Vor dem Hintergrund der weltweit vernetzten Produktionsketten sowie Abweichungen bei Produktionsabläufen und Lieferketten auch an fernen Standorten zeigt sich rasch, dass es zu massiven Problemen bei der Versorgungssicherheit kommen kann. Auch die Bereiche der kritischen Infrastruktur sind krisenfest aufzustellen.

Wirtschafts-, Klima- und Energiepolitik müssen zusammen gedacht werden. Nur wenn in Baden-Württemberg im Zuge der Dekarbonisierung ausreichend Energie zu wettbewerbsfähigen Preisen zur Verfügung steht, wird industrielle Produktion im Südwesten weiterhin möglich sein. Auch bei der Transformation hin zu einem klimaneutralen Energiesystem müssen noch Strom und andere Energieträger weiterhin nach Baden-Württemberg importiert werden – hier müssen faire Energiepartnerschaften aufgebaut und auf einen Handel mit Ländern mit gemeinsamen Werten fokussiert werden. Die Ernährungssicherheit ist durch vielfältige Krisen bedroht. In Krisenzeiten muss einerseits auf die regionale Produktion zurückgegriffen werden können, andererseits müssen stabile Lieferbeziehungen mit befreundeten Ländern entwickelt sein, um Ernteausfälle kompensieren zu können. Zentral ist es, sowohl die Rohstoffe aus der Landwirtschaft (Getreide, Obst, Gemüse, Milch usw.) als auch eine entsprechende Verarbeitungsinfrastruktur für Krisenfälle bereits jetzt sicherzustellen.

Eine funktionierende Logistik ist auch außerhalb einer Krise dringend notwendig. In einer grundlegenden Krise ist eine funktionierende Logistik essenziell. Bei der Belieferung der Landesverwaltung mit notwendigen Gütern haben die Covid19-Pandemie und der Krieg in der Ukraine nach den Erfahrungen des Logistikzentrums Baden-Württemberg (LZBW) zur Absicherung der systemrelevanten Versorgung sehr deutlich gemacht, dass vor dem Hintergrund der weltweiten Vernetzung sowie der Abweichungen bei Produktionsabläufen und Lieferketten auch an fernen Standorten diese rasch zu massiven Problemen bei der Versorgungssicherheit führen können. Die Sicherstellung der Mobilität und eines reibungslosen Güter- und Warenverkehrs erfordert vorbereitende Maßnahmen für den Logistikbereich, die je nach pandemischer Lage umzusetzen sind. Dabei sollte zwischen Maßnahmen, die bereits kurzfristig mit Krisenbeginn umsetzbar sind, sowie kurz-, mittel- und langfristigen Maßnahmen unterschieden werden.
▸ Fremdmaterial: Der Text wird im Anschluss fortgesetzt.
PR #4231, opened 2026-05-21
Add Iceberg snapshot-id time travel support (version=)

sfc-gh-igarish:
## Summary

Adds Snowflake `AT(VERSION => <snapshot_id>)` SQL emission to the
Snowpark Python time-travel layer so that Iceberg snapshot-id time
travel works on managed Iceberg tables.

* Internal `TimeTravelConfig` gains a `version` field; the
  `generate_sql_clause()` helper emits `AT(VERSION => N)` when set.
* For Spark Iceberg compatibility,
  `DataFrameReader.option("snapshot-id", N)` (and the `snapshot_id`
  variant) is accepted: the helper `_extract_time_travel_from_options`
  aliases it to the new internal `version` field and auto-sets
  `time_travel_mode="at"`. String snapshot ids are coerced to `int`.
* `version` is passed through `**kwargs` on the public surfaces
  (`Session.table`, `DataFrameReader.table`, `Table`) so it isn't
  surfaced as a first-class kwarg yet — keeping the public API
  intentionally narrow while the underlying server-side feature
  (`FEATURE_ICEBERG_TIME_TRAVEL`) is still rolling out across
  deployments.
* Removed the redundant license header at the top of
  `_internal/options.py` flagged by @sfc-gh-mlieu.

## Validation

* `version` requires `time_travel_mode='at'` (matches Snowflake
  grammar and Spark Iceberg "snapshot N" semantics, not "before N")
* `version` must be `int`; `bool` is explicitly rejected
* Exactly one of `statement` / `offset` / `timestamp` / `stream` /
  `version` may be set per read

Mirrors the existing `iceberg_tag` pattern. Tests in
`tests/unit/test_utils.py` cover SQL emission, validation errors,
and the Spark-compat option aliases.

## End-to-end verification

End-to-end behavior is verified through the downstream Snowpark
Connect (SCOS) PR [snowflake-eng/sas#4143][scos_pr], which wires
`spark.read.format("iceberg").option("snapshot-id", N).load(...)` →
`session.read.option("snapshot-id", N).table(...)` →
`AT(VERSION => N)` SQL emitted by this PR.

[scos_pr]: https://github.com/snowflake-eng/sas/pull/4143

Sample integration test (`tests/sas_tests/test_iceberg_snapshot_id_sample.py`,
opt-in via `SCOS_ICEBERG_TIME_TRAVEL_SAMPLE=1`) run against `sfctest0`
with `FEATURE_ICEBERG_TIME_TRAVEL` enabled, exercising both Unity and
Glue catalog-linked databases:

```
$ SCOS_ICEBERG_TIME_TRAVEL_SAMPLE=1 .venv/bin/pytest \
    tests/sas_tests/test_iceberg_snapshot_id_sample.py -s -v
...
[unity] cldUnity.scosschema.iceberg_snapshot_id_unity_<token> snapshot ids (oldest -> newest):
  [6640031493841049519, 6660085326931362766, 4700846704791762084]
[unity] Iceberg snapshot-id time travel sample PASSED for
  cldUnity.scosschema.iceberg_snapshot_id_unity_<token>:
    S1=6640031493841049519 (2 rows)
    S2=6660085326931362766 (4 rows)
    S3=4700846704791762084 (6 rows)

[glue]  cldglue.scosschema.iceberg_snapshot_id_glue_<token> snapshot ids (oldest -> newest):
  [3883438140153085040, 7571520968419837863, 1414581987682063595]
[glue]  Iceberg snapshot-id time travel sample PASSED for
  cldglue.scosschema.iceberg_snapshot_id_glue_<token>:
    S1=3883438140153085040 (2 rows)
    S2=7571520968419837863 (4 rows)
    S3=1414581987682063595 (6 rows)

======================== 2 passed, 2 warnings in 44.18s ========================
```

For each table the sample:
1. Creates an Iceberg table and commits three INSERT snapshots
2. Reads the current state via
   `spark.read.format("iceberg").load(fqn)` (6 rows)
3. Reads each historical snapshot via
   `spark.read.format("iceberg").option("snapshot-id", S<N>).load(fqn)`
   and asserts the row count matches the expected historical state
   (2 / 4 / 6 for S1 / S2 / S3 respectively)

   Fixes SNOW-NNNNNNN

   This change adds `version` as an internal `TimeTravelConfig`
   field and accepts the Spark-Iceberg `snapshot-id` reader option as
   an alias. Both surface SQL emission through the existing
   `generate_sql_clause()` path, producing `AT(VERSION => N)` for
   managed Iceberg tables that have the server-side
   `FEATURE_ICEBERG_TIME_TRAVEL` parameter enabled.


sfc-gh-mayliu (commented):
Is there a Snowflake doc explaining that the `AT(VERSION=> <id>)` syntax is officially supported? Is `VERSION`/`snapshot-id` specific to iceberg tables only? It'd be great to get more context for the review.

Also, could you add some integ tests in `test_dataframe.py` for E2E validation?

sfc-gh-igarish:
> Is there a Snowflake doc explaining that the `AT(VERSION=> <id>)` syntax is officially supported? Is `VERSION`/`snapshot-id` specific to iceberg tables only? It'd be great to get more context for the review.
> 
> Also, could you add some integ tests in `test_dataframe.py` for E2E validation?

Yes this is for unmanaged Iceberg table only.

https://docs.google.com/document/d/1Z7GlEWbqZRCYr4NDjh-7klgvJJAp0jF45p9GH1MbQ4M/edit?tab=t.0

sfc-gh-mayliu (commented):
As per offline discussions, please look into:
1. add parameter protection for this change to isolate downstream SCOS use and Snowpark-python usage
2. add integ tests to validate E2E behaviors; if Iceberg credentials cannot be resolved systematically, mark it with `pytest.skip` but reusable for manual testing

sfc-gh-igarish:
> As per offline discussions, please look into:
> 
> 1. add parameter protection for this change to isolate downstream SCOS use and Snowpark-python usage
> 2. add integ tests to validate E2E behaviors; if Iceberg credentials cannot be resolved systematically, mark it with `pytest.skip` but reusable for manual testing

@sfc-gh-mayliu thanks for the review. Pushed commit `696b37e5d` addressing both review points and the codecov patch-coverage drop.

**1. Snowflake doc / scope of `AT(VERSION => N)`**

Yes — this syntax is the supported way to do snapshot-id time travel on **unmanaged Iceberg tables** in Catalog-Linked Databases (Unity / Glue). Spec lives in [this design doc](https://docs.google.com/document/d/1Z7GlEWbqZRCYr4NDjh-7klgvJJAp0jF45p9GH1MbQ4M/edit?tab=t.0) and is gated server-side behind the `FEATURE_ICEBERG_TIME_TRAVEL` account parameter. Does not apply to Snowflake-managed Iceberg tables or to non-Iceberg tables.

**2. Gating the Snowpark surface**

Because the underlying Snowflake feature is itself account-gated, this PR now also gates the Snowpark API behind a session flag, default `False`:

\`\`\`python
session.iceberg_features_enabled = True   # opt-in
session.table("t", time_travel_mode="at", version=N)
session.read.option("snapshot-id", N).table("t")
\`\`\`

With the flag off, all three entry points (`Session.table`, `DataFrameReader.table` with either `version=` or `snapshot-id`/`snapshot_id` options, and direct `Table(...)` construction) raise `SnowparkClientException` pointing to the flag. SCOS / snowpark-connect flips the flag per-session via its `snowpark.connect.iceberg.timeTravel.enabled` config.

**3. Integ tests in `test_dataframe.py`**

Added three E2E tests (`@pytest.mark.skip` for now):

- `test_iceberg_snapshot_id_time_travel_session_table` — `Session.table(..., version=N)`
- `test_iceberg_snapshot_id_time_travel_dataframe_reader_option` — `session.read.option('snapshot-id', N).table(...)` matches the explicit kwarg path
- `test_iceberg_snapshot_id_flag_gates_version_kwarg` — flag-off raises before any SQL is issued

Skipped because they need a CLD (`cldUnity` / `cldglue`) with a multi-snapshot unmanaged Iceberg table AND `FEATURE_ICEBERG_TIME_TRAVEL` enabled on the account — neither of which the standard integ accounts have today. Run manually against `sfctest0`. A TODO above the block tracks unskipping once we wire up an Iceberg-capable integ account.

**4. Codecov patch coverage**

Added `tests/unit/test_iceberg_features_flag.py` (13 tests). Three of those patch `with_src_position` to return a stand-in with a `version` field, exercising the `hasattr(ast, "version")`-guarded `ast.version.value = version` lines in `session.py`, `dataframe_reader.py`, and `table.py` — the exact lines codecov flagged. Confirmed locally via `coverage json` that all three are now covered.

src/snowflake/snowpark/dataframe_reader.py
```diff
@@ -568,6 +604,11 @@ def table(
             timestamp_type: Type of timestamp interpretation ('NTZ', 'LTZ', or 'TZ').
                 Can also be set via ``option("timestamp_type", "LTZ")``.
             stream: Stream name for time travel. Can also be set via ``option("stream", "stream_name")``.
+            version: Iceberg snapshot id (64-bit integer) for snapshot-based time
+                travel on Iceberg tables. Can also be set via
+                ``option("snapshot-id", 5129038471029384756)`` (Spark Iceberg
+                naming) or ``option("version", 5129038471029384756)``.
+                Automatically sets time_travel_mode='at'.
```
sfc-gh-mayliu: the explicit `option("version", ...)` path doesn't auto-set mode. If a user follows the current `option("version", ...)` doc literally, they still need to supply `time_travel_mode="at"`

src/snowflake/snowpark/dataframe_reader.py
```diff
@@ -605,6 +652,12 @@ def table(
             ...     .option("offset", -60)                 # This will be IGNORED
             ...     .table("my_table", time_travel_mode="at", offset=-3600))  # Only this is used
         """
+        if version is not None or any(
+            self._cur_options.get(k) is not None for k in ("SNAPSHOT-ID", "SNAPSHOT_ID")
```
sfc-gh-mayliu: shall we check `version` here as well?

tests/integ/test_dataframe.py
```diff
@@ -8326,3 +8326,95 @@ def test_time_travel_comprehensive_coverage(session):
     finally:
         Utils.drop_table(session, table1_name)
         Utils.drop_table(session, table2_name)
+
+
+# ----------------------------------------------------------------------
+# Iceberg snapshot id (``version=``) time travel.
+#
+# TODO(SNOW-NNNNNNN): Wire these up to a CI test account that has:
```
sfc-gh-mayliu: Do we have an existing JIRA to check this CLD dependency? Can we swap it with the actual JIRA for follow up?

src/snowflake/snowpark/table.py
```diff
@@ -320,6 +326,11 @@ def __init__(
                 ast.timestamp_type.value = str(timestamp_type)
             if stream is not None:
                 ast.stream.value = stream
+            # Guard with hasattr — the AST proto field is added in a separate
+            # proto change. Without it we still produce correct SQL; only AST
+            # replay/telemetry would lack the version value.
+            if version is not None and hasattr(ast, "version"):
+                ast.version.value = version
```
sfc-gh-mayliu: If version/snapshot-id is parameter protected and not exposed to Snowpark users, we might not need to modify AST. cc: @sfc-gh-heshah

tests/integ/test_dataframe.py
```diff
@@ -8326,3 +8326,95 @@ def test_time_travel_comprehensive_coverage(session):
...
+    assert via_kwarg == via_option
+
+
+@pytest.mark.skip(
+    reason=(
+        "Requires a regular Snowflake account; doesn't need a CLD. "
+        "Tested manually until we wire up an Iceberg-capable integ account."
+    )
+)
+def test_iceberg_snapshot_id_flag_gates_version_kwarg(session):
```
sfc-gh-mayliu: the flag-off path would raise and shouldn't need a CLD. can we unskip this one?

CHANGELOG.md
```diff
@@ -4,6 +4,19 @@
 
 ### Snowpark Python API Updates
 
+#### New Features
+
+- Added support for Iceberg snapshot id time travel via the `version` parameter
```
sfc-gh-mayliu: If `version` is parameter protected and only available to SCOS, we might not need to edit `changelog.md` as it'd add noise to snowpark users

sfc-gh-mayliu (commented):
Thanks for protecting the code with flag, it makes the change much safer. Have a few more thoughts below. Also, could you please attach a manual test result for the skipped integ test that requires CLD?

src/snowflake/snowpark/dataframe_reader.py
sfc-gh-igarish: Good catch — fixed in ce019767d. `_extract_time_travel_from_options` now treats all three aliases (`snapshot-id` / `snapshot_id` / `version`) the same: auto-set `time_travel_mode='at'`, reject `'before'`, and reject mixing with each other. The docstring claim "Automatically sets time_travel_mode='at'" now holds for every documented path. Unit coverage in `test_extract_time_travel_snapshot_id_option` now exercises the `option("version", N)` auto-set and the `option("version", N) + before` rejection paths.

src/snowflake/snowpark/dataframe_reader.py
sfc-gh-igarish: Yes, you're right — fixed in ce019767d. The iceberg gate now also includes `VERSION`:

```python
if version is not None or any(
    self._cur_options.get(k) is not None
    for k in ("VERSION", "SNAPSHOT-ID", "SNAPSHOT_ID")
):
    self._session._require_iceberg_features_enabled(...)
```

The parametrize in `test_dataframe_reader_table_rejects_snapshot_id_option_when_flag_off` now runs over `["snapshot-id", "snapshot_id", "version"]` so the bypass can't regress.

tests/integ/test_dataframe.py
sfc-gh-igarish: Yes — swapped in ce019767d. The placeholder now points to [SNOW-3525585 — Support Iceberg Snapshot ID in the SCOS](https://snowflakecomputing.atlassian.net/browse/SNOW-3525585), which is the parent story for this work. I'll wire the integ-test plumbing under that JIRA.

src/snowflake/snowpark/table.py
sfc-gh-igarish: Agreed — removed in ce019767d. The Table / ReadTable protos don't carry a `version` field, the `hasattr(ast, "version")` guards were dead today, and the feature is parameter-protected (gated behind `iceberg_features_enabled`, only Snowpark Connect flips it), so the AST replay/telemetry case isn't there yet. Dropped the assignment in all three call sites (`Session.table`, `DataFrameReader.table`, `Table.__init__`) and the matching coverage tests in `test_iceberg_features_flag.py`. Each call site has a one-line comment pointing to the single `ast.version.value = version` restore when the proto is extended.

tests/integ/test_dataframe.py
sfc-gh-igarish: Yes, you're right — unskipped in ce019767d. The flag-off path raises client-side before any SQL is emitted, so the test only needs a session (any session). I also broadened it to cover the reader paths so the gate is exercised end-to-end: `session.table(version=...)`, `session.read.table(version=...)`, `session.read.option("snapshot-id", ...).table(...)`, and `session.read.option("version", ...).table(...)`. The original umbrella unit coverage in `test_iceberg_features_flag.py` still pins this with mocks too.

CHANGELOG.md
sfc-gh-igarish: Good point — removed in ce019767d. Since the feature defaults off and is only consumed by Snowpark Connect / SAS (which flips the flag per-session from its own config), there's no behavior visible to a plain snowpark-python user reading release notes. The CHANGELOG is back to the upstream `Documentation`-only entry from #4232. Happy to revisit and add a note when we eventually flip the default or expose a non-SCOS entry point.

tests/unit/test_iceberg_features_flag.py
```diff
@@ -0,0 +1,140 @@
+#!/usr/bin/env python3
+#
+# Copyright (c) 2012-2025 Snowflake Computing Inc. All rights reserved.
+#
+
+#
+# Copyright (c) 2012-2026 Snowflake Computing Inc. All rights reserved.
+#
```
sfc-gh-mayliu: nit: 2 copyright headers

src/snowflake/snowpark/dataframe_reader.py
```diff
@@ -183,6 +192,42 @@ def _extract_time_travel_from_options(options: dict) -> dict:
...
         excluded_keys.add("TIMESTAMP")
 
+    # Handle Iceberg snapshot id (Spark `snapshot-id` / `snapshot_id` plus the
+    # Snowpark-native `version` option). All three aliases auto-set mode='at'
+    # since `AT(VERSION => N)` is the only valid Snowflake form.
+    snapshot_id_value = options.get("SNAPSHOT-ID")
+    snapshot_id_source = "snapshot-id"
+    if snapshot_id_value is None:
+        snapshot_id_value = options.get("SNAPSHOT_ID")
+        snapshot_id_source = "snapshot_id"
```
sfc-gh-mayliu, line 199: What if user sets both `SNAPSHOT-ID` and `SNAPSHOT_ID`? If one of the values will be silently dropped, shall we add another conflict check so that options cannot be mixed?

src/snowflake/snowpark/session.py
sfc-gh-aling, line 1: why we need a new property`iceberg_features_enabled`?
`version=`` / ``snapshot-id` are new options that snowpark users can also benefit from right?

I think we can expose them to snowpark users directly without the parameter protection which gives extra mental burden to users

src/snowflake/snowpark/dataframe_reader.py
sfc-gh-igarish: it's like if user do option("snapshot-id",1234).option("snapshot-id",3456) one will drop. These are edage cases , in theory can be possible but we don't need to code it until we test user workload.

src/snowflake/snowpark/dataframe_reader.py
```diff
@@ -625,15 +689,28 @@ def table(
...
+            # NOTE: ``version`` is intentionally NOT emitted to the AST. The
+            # ReadTable proto has no ``version`` field and the feature is
+            # parameter-protected (gated behind `iceberg_features_enabled`,
+            # consumed by Snowpark Connect only). When the proto is extended,
+            # restore a single ``ast.version.value = version`` line here.
+
+        if time_travel_mode is not None or version is not None:
+            # If version is provided without mode, default to 'at' (snapshot ids
+            # only make sense with AT — symmetric with iceberg_tag handling).
+            effective_mode = (
```
sfc-gh-aling, line 678: is there a chance default to `at` would conflict other parameter setting?

sfc-gh-aling: this issue will be gone if we move into kwargs

src/snowflake/snowpark/dataframe_reader.py
```diff
@@ -549,6 +594,7 @@ def table(
         timestamp: Optional[Union[str, datetime]] = None,
         timestamp_type: Optional[Union[str, TimestampTimeZone]] = None,
         stream: Optional[str] = None,
+        version: Optional[int] = None,
```
sfc-gh-aling: as per discussion, we can hide arguments from public api by moving them into `**kwargs` and in the code we can pop them out `version = kwargs.pop("version")`

src/snowflake/snowpark/session.py
sfc-gh-igarish: Removed in 7563e8244. After offline discussion we landed on the middle path you suggested: drop the `iceberg_features_enabled` umbrella flag entirely (and the `_require_iceberg_features_enabled` helper), and at the same time keep `version=` itself a soft-internal/experimental surface by hiding it behind `**kwargs` per Aling's follow-up suggestion below.

Net effect:
- No mental burden for Snowpark users — no opt-in flag, no `SnowparkClientException` when they happen to read a CLD Iceberg table.
- `version=` works for anyone who passes it (Snowpark Connect, and any direct user who learns about it), but it doesn't show up in the public signature, docstrings, doctest examples, or in `option("version", ...)`. The Spark Iceberg `option("snapshot-id", ...)` / `option("snapshot_id", ...)` paths remain (those are external Spark-compat and stay documented).

src/snowflake/snowpark/dataframe_reader.py
sfc-gh-igarish: Applied in 7563e8244. All three entry points now use `**kwargs` and pop `version` inside the method:

```python
version = kwargs.pop("version", None)
if kwargs:
    raise TypeError(f"table() got unexpected keyword arguments: {sorted(kwargs)}")
```

`version` is gone from the public signatures of `Session.table` / `DataFrameReader.table` / `Table.__init__`, and from all their docstrings / doctest examples. The `option("version", ...)` alias is removed too (only `snapshot-id` / `snapshot_id` remain as Spark-compat options). Unit tests for `Session` / `DataFrameReader` / `Table` (88+1 skipped) and `test_utils.py` (15) all pass locally.

src/snowflake/snowpark/dataframe_reader.py
sfc-gh-igarish: Confirmed gone in 7563e8244 — `version` is now popped from `**kwargs`, so the `effective_mode` short-circuit in `DataFrameReader.table` only runs when the caller explicitly supplied it via the hidden kwarg, and there's no kwarg-default conflict with `time_travel_mode` (regular Snowpark users can't reach this branch from the public signature anymore).

tests/unit/test_iceberg_features_flag.py
sfc-gh-igarish: Good catch — fixed in 7563e8244 by deleting `tests/unit/test_iceberg_features_flag.py` entirely. The file existed only to test the `iceberg_features_enabled` umbrella flag and the per-entry-point gates, which were both removed in this commit per the offline discussion with Aling (see her thread above). So the duplicate header issue and the now-stale test coverage are both gone in one move.

sfc-gh-igarish:
Pushed 7563e8244 to address review feedback from @sfc-gh-aling and @sfc-gh-mayliu.

**1. Drop `iceberg_features_enabled` umbrella flag** (Aling)
The session property, setter, and `_require_iceberg_features_enabled` helper are removed, along with all per-entry-point gate calls in `Session.table` / `DataFrameReader.table` / `Table.__init__`. Net effect: no opt-in flag, no mental burden for Snowpark users, and no `SnowparkClientException` when they happen to read a CLD Iceberg table. The underlying `FEATURE_ICEBERG_TIME_TRAVEL` account parameter already provides server-side isolation, so a client-side gate was redundant.

**2. Move `version=` out of public signatures via `**kwargs`** (Aling)
All three entry points now use `version = kwargs.pop("version", None)` instead of an explicit kwarg. `version` is gone from public signatures, docstrings, doctest examples, and Sphinx-rendered API. The `option("version", ...)` alias is dropped too. The Spark Iceberg `option("snapshot-id", ...)` / `option("snapshot_id", ...)` paths remain (external Spark-compat surface, auto-set `time_travel_mode='at'` exactly as before).

**3. Duplicate copyright header in `test_iceberg_features_flag.py`** (May)
File removed entirely (only tested the now-removed flag).

**4. Tests**
- `tests/unit/test_iceberg_features_flag.py` deleted.
- `tests/unit/test_utils.py::test_extract_time_travel_snapshot_id_option` trimmed to cover only `snapshot-id` / `snapshot_id` cases.
- `tests/integ/test_dataframe.py::test_iceberg_snapshot_id_flag_gates_version_kwarg` removed (no flag to gate). The two skipped CLD-required E2E tests stay, minus the `iceberg_features_enabled = True` setup lines.

Local: `tests/unit/test_utils.py` (15), `tests/unit/test_dataframe.py` + `tests/unit/test_session.py` + `tests/unit/test_dataframe_reader_type_parsing.py` (237+1 skipped) all green.

Diff is now `+36 / −313` (mostly removal). PTAL when you have a moment, thanks!

sfc-gh-aling (approved):

sfc-gh-mayliu (approved):
LGTM, thanks for supporting the new time travel options for iceberg

sfc-gh-igarish:
**CI note — 6 failing tests are unrelated to this PR**

The three failing `Test py-ubuntu-latest-64-cores-3.{9,13,14}-aws` jobs in [run 26541665563](https://github.com/snowflakedb/snowpark-python/actions/runs/26541665563) all hit the same 6 failures in `tests/integ/test_dataframe_ai.py`:

- `test_dataframe_ai_split_text_markdown_header_basic`
- `test_dataframe_ai_split_text_markdown_header_default_output`
- `test_dataframe_ai_split_text_recursive_character_basic`
- `test_dataframe_ai_split_text_recursive_character_markdown_format`
- `test_dataframe_ai_split_text_recursive_character_custom_separators`
- `test_dataframe_ai_split_text_recursive_character_default_output`

All six raise the same SQL compilation error:

```
snowflake.snowpark.exceptions.SnowparkSQLException: (1304): ... 002001 (02000):
SQL compilation error:
Object 'snowflake.snowpark.anaconda_shared_repository' does not exist or not authorized.
```

This is an environmental issue with the CI Snowflake account (missing / unauthorized `anaconda_shared_repository` object that `DataFrameAIFunctions.split_text_*` looks up), not a code regression from this PR:

- This PR's diff (`+36 / −313`) touches only the Iceberg snapshot-id time travel path (`session.py`, `dataframe_reader.py`, `table.py`, `_internal/utils.py`) and their tests. None of `dataframe_ai_functions.py` / `test_dataframe_ai.py` / any Cortex code is modified.
- The previous commit on this branch (`ce019767d`, before today's push) passed the same `py-ubuntu-latest-64-cores-3.14-aws` job cleanly.
- `main` already has precedent for these AI tests being flaky — `dd6d6b3bb` ("SNOW-3201438: temporarily skipping failing ai function tests") landed an explicit skip-list for the same family of tests; the `split_text_*` cases appear to be a second wave that slipped past that earlier skip.

I've triggered a re-run of the three failed jobs in case the underlying object access was transient. If they fail the same way again, this is firmly a `dataframe_ai` ownership / CI-account fix, not something to gate this PR on.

Ein frühzeitiges Krisenmanagement und im Krisenfall eine frühzeitige Krisenkommunikation gegenüber Wirtschaft und Industrie sind sicherzustellen. Gemeinsame Krisenreaktionspläne, Notfallregelungen und intelligente Krisen- und Pandemieschutzkonzepte müssen (fort-)entwickelt werden. Sie sind regelmäßig an neue Gegebenheiten anzupassen, abzustimmen und zu beüben sowie mit anderen Ländern zu harmonisieren.

Banken sind für die Versorgung der Bevölkerung mit Zahlungsmitteln unverzichtbar. Der Handel mit Wertpapieren und Derivaten sowie die Verrechnung und die Abwicklung von Wertpapier- und Derivatgeschäften stellen eine kritische Dienstleistung im Sinne der BSI-Kritisverordnung dar, da sie für das Funktionieren des Gemeinwesens im Finanz- und Versicherungssektor besonders wichtig ist.